ISDrama: Immersive Spatial Drama Generation through Multimodal Prompting

Yu Zhang, Wenxiang Guo, Changhao Pan, Zhiyuan Zhu, Tao Jin, Zhou Zhao | Zhejiang University

Dataset and evaluation code of ISDrama (ACM-MM 2025): Immersive Spatial Drama Generation through Multimodal Prompting.

We construct MRSDrama, the first multimodal recorded spatial drama dataset, containing binaural drama audios, scripts, videos, geometric poses, and textual prompts. Then, we propose ISDrama, the first immersive spatial drama generation model through multimodal prompting.

We provide the evaluation code in this repository.

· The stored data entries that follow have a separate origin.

PR #341, opened 2021-05-06
Adding dotnet/linux regression tests

Julien4218:


Julien4218:
@nr-ahemsath those 2 new tests are now passing.
I had to put a fix for the recipe, it seemed not to detect staging correctly.

PR #345, opened 2021-05-07
fix: mysql password containing spaces causes connection error

noahmmcgivern:
This approach allows the use of a MySQL database password containing spaces, as well as a combination of single/double quotes and other special characters.


sanderblue (approved):
Nice :)

PR #349, opened 2021-05-12
Split windows infra install into multiple task to get more info when failing

Julien4218:


Julien4218:
Tested manually, with re-install as well, on windows server 2016 and 2019, using -c recipeUrl (to branch recipe location)

sanderblue (approved):

PR #352, opened 2021-05-13
.Net linux recipe for debian, redhat and centos.

vuqtran88:
.Net linux recipe for debian, redhat and centos.


jaffinito (commented):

Moreover, you can visit our Demo Page for the audio samples of our dataset as well as the results of our model.

Updates

2025.07: We released the evaluation code of MRSDrama!
2025.07: We released the full dataset of MRSDrama!
2025.07: ISDrama is accepted by ACMMM 2025!

TODO List

✅ Release the full dataset.

✅ Release the evaluation code.

🔲 Release the main model code.

Key Features

We develop MRSDrama, the first multimodal recorded spatial drama dataset, accompanying videos, scripts, alignments, positions, and textual prompts.
We introduce ISDrama, the first immersive spatial drama generation model through multimodal prompting. We design the Multimodal Pose Encoder to extract pose from multimodal inputs, while the Immersive Drama Transformer produces binaural speech.
Experimental results show that ISDrama outperforms baseline models on objective and subjective metrics.

Where to download

Click to access our full dataset (videos, scripts, alignments, positions, and textual prompts) on Hugging Face for free! Hope our data is helpful for your research.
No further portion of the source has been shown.